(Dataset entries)
PR #871, opened 2026-07-03
feat(disk): label-aware attention-snapshot GC + ~/tmp age-prune

WingedGuardian:
## What

Adds two retention steps to the daily disk-hygiene groom, closing two unbounded-growth gaps (`~/tmp`, attention snapshots) found in a whole-data-layer retention audit. Preventive — disk is healthy (26%), but these stores had no periodic guard.

**`scripts/attention_snapshot_gc.py` (new, stdlib-only)** — label-aware GC for attention snapshots. Deletes `ambient_*.db` (>60d) / `omi_*.db` (>14d) **only when no LABELED `attention_event` references them**. A referenced-and-labeled snapshot is kept forever: purging it would make those labeled events permanently review-read-only (a 410 in `resolve_window_text`). Fail-safe by construction — a missing/unreadable DB or a failed label check keeps everything. `--dry-run` supported.

**`scripts/disk_hygiene.sh`** — adds `prune_tmp()` (age-prunes `~/tmp` direct children >7d, excluding `bg-cc-sessions` which is reaped separately at 24h) and a call to the snapshot GC. Refactored into functions + a guarded `main()` so a single step is unit-testable via `source` without running the full groom; the existing steps (worktree reap, `disk_reclaim`, bg-CC-sandbox reap) are preserved byte-for-byte inside `main()`.

## Safety (irreversible deletes)

- Crown-jewel join verified against the **live DB**: the labeled snapshot is kept, the unreferenced one would-delete only when forced past its window. The GC's snapshot-id derivation is grounded against `runner._snapshot_id_from_path` by a test, so it looks up exactly what the runner persists (incl. the `omi_` prefix).
- Fail-safe: no DB / unreadable DB / label-query error → delete nothing.
- Only `ambient_*.db` / `omi_*.db` are eligible; any other file is skipped. Windows are configurable (`--home-days` / `--omi-days`).

## Tests

`tests/test_scripts/test_attention_snapshot_gc.py` (17 cases incl. label-protection, fail-safe-on-missing-DB, unknown-file-untouched, dry-run-inert, runner-derivation grounding) and `test_disk_hygiene_tmp_prune.py` (exclusions + wall-clock-independent). Wall-clock-independent via injected `now` / `os.utime`.

Note: the crontab change that points the daily job at `disk_hygiene.sh` (so these steps run proactively rather than only reactively at ≥85% disk) is a deploy step, tracked separately.

### DIFF
--- a/CHANGELOG.md
+++ b/CHANGELOG.md
@@ -25,6 +25,12 @@ Versioning follows Genesis release stages (v3.0a → v3.0b → v3.1 → v4.0a…
 
 ### Added
 
+- **Daily disk hygiene now prunes stale scratch and old attention snapshots.** Housekeeping now
+  age-prunes leftover files in `~/tmp` (older than 7 days) and garbage-collects attention-engine
+  snapshots older than 60 days — but never one behind a moment you've labeled for review, so your
+  labeled history stays revealable. Keeps disk usage from creeping up between the reactive cleanups
+  that previously only fired when the disk was nearly full.
+
 - **Genesis now notices when its Claude Code subscription hits its usage cap — instead of quietly going dark.**
   A capped Anthropic subscription makes `claude -p` return *empty* output with no error, which Genesis used to
   record as a successful (but blank) run — so its background thinking (ego cycles, reflections, weekly reviews)
--- a/CLAUDE.md
+++ b/CLAUDE.md
@@ -54,8 +54,8 @@ systemctl --user list-units 'genesis-*' --all    # All units
 
 Other units: `genesis-bridge.service` (Telegram relay, on-demand),
 `genesis-tmp-watchgod.service` (/tmp protection), `genesis-watchdog.timer`
-(health check), `genesis-disk-hygiene.timer` (daily worktree reaping + cache
-reclaim; see `scripts/disk_hygiene.sh`). MCP servers are CC child processes
+(health check), `genesis-disk-hygiene.timer` (daily worktree reaping, cache reclaim, `~/tmp`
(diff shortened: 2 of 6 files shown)


WingedGuardian:
## Code Review — PR #871

### Structural Review

**WARNING — Raw SQL against genesis.db** (`scripts/attention_snapshot_gc.py:80–85`)

`_is_labeled_referenced` executes raw SQL directly against `genesis.db` rather than going through `genesis.db.crud` modules. Flagging per convention. Note that this is an intentional stdlib-only design (the docstring explicitly mirrors `worktree_lifecycle.py` / `disk_reclaim.py`), so if those scripts are an accepted precedent for the exceptions rule this is already blessed — just confirm that's the intent.

```python
cur = conn.execute(
    "SELECT 1 FROM attention_events "
    "WHERE snapshot_id IN (?, ?) AND acceptance_signal IS NOT NULL LIMIT 1",
    (sid, raw_stem),
)
```

---

**NOTE — Header comment inaccuracy** (`scripts/disk_hygiene.sh:4`)

Changed from `"Run by the genesis-disk-hygiene.timer systemd unit"` to `"Run by the daily cron"`. The script is still invoked by a systemd timer unit, not cron — the body of the same file even says "run under a hardened systemd sandbox". Minor, but could mislead future readers.

---

### PII / Secrets / Wording

**CLEAN** — No API keys, tokens, credentials, private IPs, or hardcoded usernames in added lines. PR title, body, and CHANGELOG wording contain no language about credential leaks, security incidents, or private infrastructure details.

---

## Problem details
Copy each record from above exactly, and include every line.

## Solution for this task
PR #871, opened 2026-07-03
feat(disk): label-aware attention-snapshot GC + ~/tmp age-prune

WingedGuardian:
## What

Adds two retention steps to the daily disk-hygiene groom, closing two unbounded-growth gaps (`~/tmp`, attention snapshots) found in a whole-data-layer retention audit. Preventive — disk is healthy (26%), but these stores had no periodic guard.

**`scripts/attention_snapshot_gc.py` (new, stdlib-only)** — label-aware GC for attention snapshots. Deletes `ambient_*.db` (>60d) / `omi_*.db` (>14d) **only when no LABELED `attention_event` references them**. A referenced-and-labeled snapshot is kept forever: purging it would make those labeled events permanently review-read-only (a 410 in `resolve_window_text`). Fail-safe by construction — a missing/unreadable DB or a failed label check keeps everything. `--dry-run` supported.

**`scripts/disk_hygiene.sh`** — adds `prune_tmp()` (age-prunes `~/tmp` direct children >7d, excluding `bg-cc-sessions` which is reaped separately at 24h) and a call to the snapshot GC. Refactored into functions + a guarded `main()` so a single step is unit-testable via `source` without running the full groom; the existing steps (worktree reap, `disk_reclaim`, bg-CC-sandbox reap) are preserved byte-for-byte inside `main()`.

## Safety (irreversible deletes)

- Crown-jewel join verified against the **live DB**: the labeled snapshot is kept, the unreferenced one would-delete only when forced past its window. The GC's snapshot-id derivation is grounded against `runner._snapshot_id_from_path` by a test, so it looks up exactly what the runner persists (incl. the `omi_` prefix).
- Fail-safe: no DB / unreadable DB / label-query error → delete nothing.
- Only `ambient_*.db` / `omi_*.db` are eligible; any other file is skipped. Windows are configurable (`--home-days` / `--omi-days`).

## Tests

`tests/test_scripts/test_attention_snapshot_gc.py` (17 cases incl. label-protection, fail-safe-on-missing-DB, unknown-file-untouched, dry-run-inert, runner-derivation grounding) and `test_disk_hygiene_tmp_prune.py` (exclusions + wall-clock-independent). Wall-clock-independent via injected `now` / `os.utime`.

Note: the crontab change that points the daily job at `disk_hygiene.sh` (so these steps run proactively rather than only reactively at ≥85% disk) is a deploy step, tracked separately.

### DIFF
--- a/CHANGELOG.md
+++ b/CHANGELOG.md
@@ -25,6 +25,12 @@ Versioning follows Genesis release stages (v3.0a → v3.0b → v3.1 → v4.0a…
 
 ### Added
 
+- **Daily disk hygiene now prunes stale scratch and old attention snapshots.** Housekeeping now
+  age-prunes leftover files in `~/tmp` (older than 7 days) and garbage-collects attention-engine
+  snapshots older than 60 days — but never one behind a moment you've labeled for review, so your
+  labeled history stays revealable. Keeps disk usage from creeping up between the reactive cleanups
+  that previously only fired when the disk was nearly full.
+
 - **Genesis now notices when its Claude Code subscription hits its usage cap — instead of quietly going dark.**
   A capped Anthropic subscription makes `claude -p` return *empty* output with no error, which Genesis used to
   record as a successful (but blank) run — so its background thinking (ego cycles, reflections, weekly reviews)
--- a/CLAUDE.md
+++ b/CLAUDE.md
@@ -54,8 +54,8 @@ systemctl --user list-units 'genesis-*' --all    # All units
 
 Other units: `genesis-bridge.service` (Telegram relay, on-demand),
 `genesis-tmp-watchgod.service` (/tmp protection), `genesis-watchdog.timer`
-(health check), `genesis-disk-hygiene.timer` (daily worktree reaping + cache
-reclaim; see `scripts/disk_hygiene.sh`). MCP servers are CC child processes
+(health check), `genesis-disk-hygiene.timer` (daily worktree reaping, cache reclaim, `~/tmp`
(diff shortened: 2 of 6 files shown)


WingedGuardian:
## Code Review — PR #871

### Structural Review

**WARNING — Raw SQL against genesis.db** (`scripts/attention_snapshot_gc.py:80–85`)

`_is_labeled_referenced` executes raw SQL directly against `genesis.db` rather than going through `genesis.db.crud` modules. Flagging per convention. Note that this is an intentional stdlib-only design (the docstring explicitly mirrors `worktree_lifecycle.py` / `disk_reclaim.py`), so if those scripts are an accepted precedent for the exceptions rule this is already blessed — just confirm that's the intent.

```python
cur = conn.execute(
    "SELECT 1 FROM attention_events "
    "WHERE snapshot_id IN (?, ?) AND acceptance_signal IS NOT NULL LIMIT 1",
    (sid, raw_stem),
)
```

---

**NOTE — Header comment inaccuracy** (`scripts/disk_hygiene.sh:4`)

Changed from `"Run by the genesis-disk-hygiene.timer systemd unit"` to `"Run by the daily cron"`. The script is still invoked by a systemd timer unit, not cron — the body of the same file even says "run under a hardened systemd sandbox". Minor, but could mislead future readers.

---

### PII / Secrets / Wording

**CLEAN** — No API keys, tokens, credentials, private IPs, or hardcoded usernames in added lines. PR title, body, and CHANGELOG wording contain no language about credential leaks, security incidents, or private infrastructure details.

---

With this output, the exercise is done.